Task instructions:
Every line of the material must be set down again without alteration.

Extracted data:
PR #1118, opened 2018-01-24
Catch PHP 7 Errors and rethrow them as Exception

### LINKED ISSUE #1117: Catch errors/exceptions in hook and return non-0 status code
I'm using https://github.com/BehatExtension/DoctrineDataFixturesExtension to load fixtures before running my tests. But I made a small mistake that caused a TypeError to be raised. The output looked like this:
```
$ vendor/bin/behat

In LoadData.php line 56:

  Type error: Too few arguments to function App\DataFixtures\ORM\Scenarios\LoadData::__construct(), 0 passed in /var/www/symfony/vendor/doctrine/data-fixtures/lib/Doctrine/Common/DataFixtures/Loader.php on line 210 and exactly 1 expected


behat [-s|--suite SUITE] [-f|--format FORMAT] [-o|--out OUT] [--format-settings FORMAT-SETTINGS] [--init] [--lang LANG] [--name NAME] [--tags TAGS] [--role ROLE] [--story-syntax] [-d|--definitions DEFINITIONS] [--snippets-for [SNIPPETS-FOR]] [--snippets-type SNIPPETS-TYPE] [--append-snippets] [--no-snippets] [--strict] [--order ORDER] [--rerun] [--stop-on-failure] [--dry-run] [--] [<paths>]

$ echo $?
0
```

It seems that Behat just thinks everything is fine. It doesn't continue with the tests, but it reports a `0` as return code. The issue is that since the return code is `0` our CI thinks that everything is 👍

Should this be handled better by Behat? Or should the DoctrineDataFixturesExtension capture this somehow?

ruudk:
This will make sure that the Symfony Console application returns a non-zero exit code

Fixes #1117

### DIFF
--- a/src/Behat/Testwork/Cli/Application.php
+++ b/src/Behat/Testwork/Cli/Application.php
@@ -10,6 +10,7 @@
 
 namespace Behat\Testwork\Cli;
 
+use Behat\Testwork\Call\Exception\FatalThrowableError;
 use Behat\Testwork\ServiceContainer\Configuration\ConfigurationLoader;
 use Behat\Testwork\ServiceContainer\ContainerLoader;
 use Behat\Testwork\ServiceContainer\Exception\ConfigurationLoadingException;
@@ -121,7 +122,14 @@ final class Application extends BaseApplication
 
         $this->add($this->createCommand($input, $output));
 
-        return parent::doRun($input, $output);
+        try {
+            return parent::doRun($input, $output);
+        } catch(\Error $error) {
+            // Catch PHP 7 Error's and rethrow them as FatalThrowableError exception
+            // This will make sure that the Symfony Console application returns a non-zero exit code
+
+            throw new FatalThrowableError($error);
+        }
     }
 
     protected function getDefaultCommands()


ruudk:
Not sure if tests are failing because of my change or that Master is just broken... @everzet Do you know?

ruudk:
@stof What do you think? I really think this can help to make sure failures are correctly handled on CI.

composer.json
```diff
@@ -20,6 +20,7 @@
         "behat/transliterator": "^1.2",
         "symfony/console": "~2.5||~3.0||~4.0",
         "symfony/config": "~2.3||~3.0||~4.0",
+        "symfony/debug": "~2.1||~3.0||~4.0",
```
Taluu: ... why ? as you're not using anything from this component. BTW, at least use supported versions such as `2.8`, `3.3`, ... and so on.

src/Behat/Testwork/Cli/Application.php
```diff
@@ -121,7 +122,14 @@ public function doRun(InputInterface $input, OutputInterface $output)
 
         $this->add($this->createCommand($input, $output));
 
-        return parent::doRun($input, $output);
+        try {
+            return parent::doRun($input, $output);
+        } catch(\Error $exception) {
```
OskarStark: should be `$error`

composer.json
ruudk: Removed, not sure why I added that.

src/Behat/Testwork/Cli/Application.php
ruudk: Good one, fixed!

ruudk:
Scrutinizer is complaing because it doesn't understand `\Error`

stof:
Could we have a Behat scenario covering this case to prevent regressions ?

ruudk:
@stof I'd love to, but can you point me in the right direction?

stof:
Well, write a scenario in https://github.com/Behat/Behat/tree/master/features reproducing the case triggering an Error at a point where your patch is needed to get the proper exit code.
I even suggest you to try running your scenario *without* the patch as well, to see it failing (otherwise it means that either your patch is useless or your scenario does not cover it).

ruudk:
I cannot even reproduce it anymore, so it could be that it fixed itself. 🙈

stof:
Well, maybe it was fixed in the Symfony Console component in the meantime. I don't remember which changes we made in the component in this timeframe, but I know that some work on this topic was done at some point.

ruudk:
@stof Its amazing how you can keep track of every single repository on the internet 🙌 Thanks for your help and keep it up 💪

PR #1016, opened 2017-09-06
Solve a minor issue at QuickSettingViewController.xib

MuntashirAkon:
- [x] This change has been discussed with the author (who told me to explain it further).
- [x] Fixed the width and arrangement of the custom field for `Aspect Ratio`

Expected output:
PR #1118, opened 2018-01-24
Catch PHP 7 Errors and rethrow them as Exception

### LINKED ISSUE #1117: Catch errors/exceptions in hook and return non-0 status code
I'm using https://github.com/BehatExtension/DoctrineDataFixturesExtension to load fixtures before running my tests. But I made a small mistake that caused a TypeError to be raised. The output looked like this:
```
$ vendor/bin/behat

In LoadData.php line 56:

  Type error: Too few arguments to function App\DataFixtures\ORM\Scenarios\LoadData::__construct(), 0 passed in /var/www/symfony/vendor/doctrine/data-fixtures/lib/Doctrine/Common/DataFixtures/Loader.php on line 210 and exactly 1 expected


behat [-s|--suite SUITE] [-f|--format FORMAT] [-o|--out OUT] [--format-settings FORMAT-SETTINGS] [--init] [--lang LANG] [--name NAME] [--tags TAGS] [--role ROLE] [--story-syntax] [-d|--definitions DEFINITIONS] [--snippets-for [SNIPPETS-FOR]] [--snippets-type SNIPPETS-TYPE] [--append-snippets] [--no-snippets] [--strict] [--order ORDER] [--rerun] [--stop-on-failure] [--dry-run] [--] [<paths>]

$ echo $?
0
```

It seems that Behat just thinks everything is fine. It doesn't continue with the tests, but it reports a `0` as return code. The issue is that since the return code is `0` our CI thinks that everything is 👍

Should this be handled better by Behat? Or should the DoctrineDataFixturesExtension capture this somehow?

ruudk:
This will make sure that the Symfony Console application returns a non-zero exit code

Fixes #1117

### DIFF
--- a/src/Behat/Testwork/Cli/Application.php
+++ b/src/Behat/Testwork/Cli/Application.php
@@ -10,6 +10,7 @@
 
 namespace Behat\Testwork\Cli;
 
+use Behat\Testwork\Call\Exception\FatalThrowableError;
 use Behat\Testwork\ServiceContainer\Configuration\ConfigurationLoader;
 use Behat\Testwork\ServiceContainer\ContainerLoader;
 use Behat\Testwork\ServiceContainer\Exception\ConfigurationLoadingException;
@@ -121,7 +122,14 @@ final class Application extends BaseApplication
 
         $this->add($this->createCommand($input, $output));
 
-        return parent::doRun($input, $output);
+        try {
+            return parent::doRun($input, $output);
+        } catch(\Error $error) {
+            // Catch PHP 7 Error's and rethrow them as FatalThrowableError exception
+            // This will make sure that the Symfony Console application returns a non-zero exit code
+
+            throw new FatalThrowableError($error);
+        }
     }
 
     protected function getDefaultCommands()


ruudk:
Not sure if tests are failing because of my change or that Master is just broken... @everzet Do you know?

ruudk:
@stof What do you think? I really think this can help to make sure failures are correctly handled on CI.

composer.json
```diff
@@ -20,6 +20,7 @@
         "behat/transliterator": "^1.2",
         "symfony/console": "~2.5||~3.0||~4.0",
         "symfony/config": "~2.3||~3.0||~4.0",
+        "symfony/debug": "~2.1||~3.0||~4.0",
```
Taluu: ... why ? as you're not using anything from this component. BTW, at least use supported versions such as `2.8`, `3.3`, ... and so on.

src/Behat/Testwork/Cli/Application.php
```diff
@@ -121,7 +122,14 @@ public function doRun(InputInterface $input, OutputInterface $output)
 
         $this->add($this->createCommand($input, $output));
 
-        return parent::doRun($input, $output);
+        try {
+            return parent::doRun($input, $output);
+        } catch(\Error $exception) {
```
OskarStark: should be `$error`

composer.json
ruudk: Removed, not sure why I added that.

src/Behat/Testwork/Cli/Application.php
ruudk: Good one, fixed!

ruudk:
Scrutinizer is complaing because it doesn't understand `\Error`

stof:
Could we have a Behat scenario covering this case to prevent regressions ?

ruudk:
@stof I'd love to, but can you point me in the right direction?

stof:
Well, write a scenario in https://github.com/Behat/Behat/tree/master/features reproducing the case triggering an Error at a point where your patch is needed to get the proper exit code.
I even suggest you to try running your scenario *without* the patch as well, to see it failing (otherwise it means that either your patch is useless or your scenario does not cover it).

ruudk:
I cannot even reproduce it anymore, so it could be that it fixed itself. 🙈

stof:
Well, maybe it was fixed in the Symfony Console component in the meantime. I don't remember which changes we made in the component in this timeframe, but I know that some work on this topic was done at some point.

ruudk:
@stof Its amazing how you can keep track of every single repository on the internet 🙌 Thanks for your help and keep it up 💪

PR #1016, opened 2017-09-06
Solve a minor issue at QuickSettingViewController.xib

MuntashirAkon:
- [x] This change has been discussed with the author (who told me to explain it further).
- [x] Fixed the width and arrangement of the custom field for `Aspect Ratio`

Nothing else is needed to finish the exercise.